Viriginia Raggi. Photo: Filippo Monteforte/AFP

It is a record that is mixed in Parma (population: 200,000) and Livorno (160,000), both of which have had mayors elected on an M5S slate since the last set of local polls in 2014.

"The impression is that the actions of these mayors have led to disappointment. They raised hopes so highly that they were impossible to be fulfill and inevitably a certain disillusionment set in afterwards," said
Lorenzo De Sio, a professor of political sociology at the Luiss university in Rome.

Founded by comedian Beppe Grillo, Five Star has established itself as the primary opposition force in Italian politics against a backdrop of deep divisions on the right between centrist allies of fading figurehead Silvio Berlusconi and a far right tendency led by the Northern League.

Grillo's movement insists it belongs to neither left nor right, basing its appeal instead on a call for voters to throw out an established political class it depicts as chronically corrupt and incapable of change.

Legal headaches

That is why the problems encountered by mayors, Federico Pizzarotti, in Parma, and Filippo Nogarin, in Livorno, have presented M5S with a knotty presentational problem and highlighted the scale of the challenge involved in trying to be a "party unlike the others".

"The movement has a major problem, it does not have a stock of experienced people and the two mayors had problems finding officials to appoint to different sections of their respective administrations," said De Sio.

M5S activists have split over the different treatment the two mayors have received from the party in reaction to relatively minor legal woes they have encountered.

Nogarin is seen as having been let off lightly after prosecutors began looking at the recruitment of new staff at the city's near-bankrupt refuse collection company.

Pizzarotti, who is more critical of the leadership, has been suspended from the party pending the outcome of a probe into his decision not to follow an advisory committee's recommendation over the appointment of a new director of the local opera.

In Parma, M5S displaced the centre-right, which had governed the city for most of the previous 20 years, while in Livorno, a gritty port that was the birthplace of the Italian Communist Party, the left had been in control continuously since the end of World War II.

"We inherited a disastrous situation due to 20 years of awful administration of the town and we started by making a study of the extent of the damage," Nogarin said in an interview with AFP in Livorno's town hall.

High stakes in Rome

"So, for example, companies in which the town is the main or only shareholder had accumulated debts of more than €200 million."

Prime Minister Matteo Renzi's Democratic Party (PD) accepts some of the blame for the situation but insists M5S has made things worse.

"That the PD lost the town was partly its own fault - after so many years in power its appeal had waned," admitted Andrea Romano, a PD parliamentary deputy for the city.

But he adds: "M5S represents a cocktail of administrative incompetence and populist propaganda.
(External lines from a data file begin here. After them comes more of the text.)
Issue #373, opened 2021-01-11
Rename sheet when puzzle is deleted


rawxfish:
So people realize if the sheet is abandoned.

PR #383, opened 2021-01-12
Rename sheet when puzzle is deleted (#373)

rawxfish:


rgossiaux (commented):
What do you think about combining this with `update_meta_sheets_pre_delete` in puzzles/signals/handlers.py (and maybe renaming that function)? I've been trying to keep some of this logic around updating sheets in those signal handlers to some extent although not been super strict about it.

rawxfish:
oh yeah we should do that instead

rgossiaux (approved):
Ty! nit: maybe rename `update_meta_sheets_pre_delete` to just `update_sheets_pre_delete`

PR #384, opened 2021-01-12
prioritize sheet creation (#353)

rawxfish:


google_api_lib/utils.py
```diff
@@ -7,6 +8,12 @@
 from celery import Task
 
 
+class Priority(Enum):
```
rgossiaux, line 11: Should we move this somewhere else? Admittedly not really sure where.

rgossiaux (commented):
Do we need to add `queue_order_strategy`? https://docs.celeryproject.org/en/stable/userguide/routing.html#redis-message-priorities

google_api_lib/utils.py
rawxfish: moved to settings.py

rawxfish:
> Do we need to add `queue_order_strategy`? https://docs.celeryproject.org/en/stable/userguide/routing.html#redis-message-priorities

cry

smallboard/settings.py
```diff
@@ -267,13 +267,23 @@
 
 
 # Celery settings
+from enum import Enum
+
+
+class Priority(Enum):
```
rgossiaux, line 273: Nit: maybe something like `TaskPriority`

rgossiaux (approved):
Ty!

PR #385, opened 2021-01-12
Fix meta tag updates

pcvera:


rgossiaux (commented):
Nice, thank you!!!

I think fetching all the puzzles can get a little slow (~500ms and maybe it'll slow more under load) so I wonder if this is going to add some visual lag (though that's still better than the confusing intermediate state that appears now). What do you think of having the addPuzzleTag / deletePuzzleTag calls return the rows that need to update so we don't need to make a full refetch? I guess the only things that need to update are the current puzzle + the puzzle corresponding to the meta tag if the tag is a meta.

pcvera:
I started looking at it after the call, I won't have time to do it tonight but I'll take a longer look tomorrow morning. It looks like in the case of adding/removing a meta tag I'll have to fetch that puzzle record too, I saw that there's already a call to `Puzzle.objects.get(name=tag.name, hunt=puzzle.hunt)`, but that doesn't return with the same type of puzzle object that the `PuzzleSerializer` is expecting. If you'd like to give me a hint, I think the best way to approach fetching the meta is what I'm most hurting for.

rgossiaux:
> I started looking at it after the call, I won't have time to do it tonight but I'll take a longer look tomorrow morning. It looks like in the case of adding/removing a meta tag I'll have to fetch that puzzle record too, I saw that there's already a call to `Puzzle.objects.get(name=tag.name, hunt=puzzle.hunt)`, but that doesn't return with the same type of puzzle object that the `PuzzleSerializer` is expecting. If you'd like to give me a hint, I think the best way to approach fetching the meta is what I'm most hurting for.

I think Puzzle.objects.get should return a Puzzle object and PuzzleSerializer should be able to handle that-- I think if you do something like

```
puzzle = none
meta = None
with transaction.atomic():
    # ....
    # meta = Puzzle.objects.get(name = tag.name, hunt=puzzle.hunt)
    # ....

if meta:
    return Response([PuzzleSerializer(puzzle).data, PuzzleSerializer(meta).data])
else:
    return Response([PuzzleSerializer(puzzle).data])
```

that should probably be enough for the `destroy` call (+ a similar change to the `create` call). Then on the front-end the thunks can return this response instead of the response from `fetchPuzzles`, and you already updated the reducers to expect a list of puzzles so nothing to change there. Lmk if that doesn't work or make sense.

api/views.py
```diff
@@ -289,11 +290,16 @@ def destroy(self, request, pk=None, **kwargs):
                 transaction.on_commit(
                     lambda: chat.tasks.handle_tag_removed.delay(puzzle.id, tag.name)
                 )
-
-        return Response(PuzzleSerializer(puzzle).data)
+        if meta == None:
```
rgossiaux, line 293: in python you should usually check `is None` instead of `== None`; in this case just `if meta` / `if not meta` is the most "pythonic" imo

api/views.py
```diff
@@ -340,4 +346,9 @@ def create(self, request, **kwargs):
                     lambda: chat.tasks.handle_tag_added.delay(puzzle.id, tag.name)
                 )
 
-        return Response(PuzzleSerializer(puzzle).data)
+        if meta == None:
```
rgossiaux, line 349: ditto

rgossiaux (approved):
Yay, thank you!!

rgossiaux:
I rudely just changed it myself because we want to merge everything now.

Thanks for fixing this!!!

PR #387, opened 2021-01-12
Discord mention roles when their tag was created

rgossiaux:
Feels a little janky right now but hey it works. Not sure the best way of structuring it. Originally I wanted to make this discord-specific but the discord_lib file isn't a django app / can't depend on django model stuff because it's imported in settings before models are available.

There's no way in the UI to edit these roles right now, I'm relying on the Django admin page.

Should probably also add a special announcement for @meta


api/views.py
```diff
@@ -281,6 +281,13 @@ def destroy(self, request, pk=None, **kwargs):
             if not tag.puzzles.exists():
                 tag.delete()
 
+            if puzzle.chat_room:
+                transaction.on_commit(
+                    lambda: puzzle.chat_room.get_service().handle_tag_removed(
```
asdfryan, line 286: Hmm do you think `handle_tag_removed` makes more sense to be defined at the ChatRoom level?

I think initially, Akira and I agreed to not have the service exposed in the views (I know we kind of broke that rule with `announce()` but I kinda want to make that a static or class method under ChatRoom).

Let me know what you think?

asdfryan (commented):
Nice! Thanks for implementing this.

I had one small comment.

api/views.py
rgossiaux: Sure, happy to move it to ChatRoom to make it more consistent with the existing code. I think the structure right now feels a little unintuitive to me because this isn't really specific to the particular chat room that's associated with the puzzle but rather with the Discord server as a whole, but we can worry about that kind of thing later.

asdfryan (approved):

Issue #349, opened 2021-01-10
Better support for google drawing, jamboard, etc


rgossiaux:
We should link a Google Drive folder so that people can create drawings/jamboards/etc and have the permissions work out. Maybe a subfolder of the main folder for less clutter.

PR #393, opened 2021-01-13
per hunt google permissions and drives

rawxfish:
I don't know what came over me to think it would be a good idea to do this as apart of #349. It is not. This does not work. Will revisit after this weekend.


google_api_lib/utils.py
```diff
@@ -5,12 +5,44 @@
...
+    return m.group(1)
+
+
+def extract_id_from_drive_folder_url(url):
+    """
+    Assumes `url` is of the form
+    https://drive.google.com/drive/u/2/folders/<ID>/..
+    and returns the <ID> portion
+    """
+    pattern = ".*drive\.google\.com\/drive\/u\/2\/folders\/([-\w]+).*"
```
erwa, line 38: I believe these `/u/<n>/` URLs mean you are logged into multiple Google accounts -- /u/1 is the first account you're logged in to, /u/2 is the second, etc. This is going to be different per person depending on what accounts they're logged in to.

I think you want to use the canonical drive id, which should look something like https://drive.google.com/drive/folders/<id>...

(You can navigate to a folder in Drive and Get Link to get the canonical link)

erwa (commented):
Looks like a good start in supporting per-hunt Google Drive folders and permissions! Schema changes look good. After this, the next step would be to add APIs and update the frontend to support configuring the Google info when creating a new hunt.

One comment about extracting the id from the Google Drive URL.

hunts/views.py
```diff
@@ -21,11 +22,30 @@ def index(request):
...
+                    form.cleaned_data["google_drive_hunt_folder_url"]
+                )
+                sheets_template_file_id = utils.extract_id_from_sheets_url(
+                    form.cleaned_data["google_sheets_template_file_url"]
+                )
+                google_ids = GoogleInfo(
+                    hunt_folder_id,
+                    autogenerated_sheets_folder_id,
+                    human_files_folder_id=None,
+                    sheets_template_file_id=None,
```
rgossiaux, line 40: I think you're passing the wrong ones here.

I wonder if actually we could get Smallboard to manage this stuff: upon creating a new hunt, we automatically create the folders for it & copy in our template file

hunts/models.py
```diff
@@ -1,18 +1,52 @@
...
+        super(GoogleInfo, self).save(*args, **kwargs)
+
 
 class Hunt(models.Model):
     name = models.CharField(max_length=128)
     url = models.URLField()
     created_on = models.DateTimeField(auto_now_add=True)
     start_time = models.DateTimeField(default=None, blank=True, null=True)
     end_time = models.DateTimeField(default=None, blank=True, null=True)
+    google_ids = models.OneToOneField(
```
rgossiaux, line 44: Might rename this to `google_config` or something, I thought `ids` meant users at first

rgossiaux (commented):
thanks for working on this!

rawxfish:
#538 does all of this, so closing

They took over a town that had been hit hard by the economic crisis and its debt but all they have done is make things worse and given us the highest taxes in Tuscany."

On the streets, opinions are mixed. "The new mayor has not made anything better for me," said 78-year-old pensioner Giancarlo. "Livorno is half-dead, there is nothing left here. It is worse than before."

But Luciano Marchioni, 57, says M5S has done okay. "In my opinion, the situation has clearly improved. The only thing I'd say is that I had expected something more radical, more investments in the town."

In Rome, all the signs are that voters are set to elect Raggi as their first female mayor. But the stakes will be much higher, the price of failure far greater.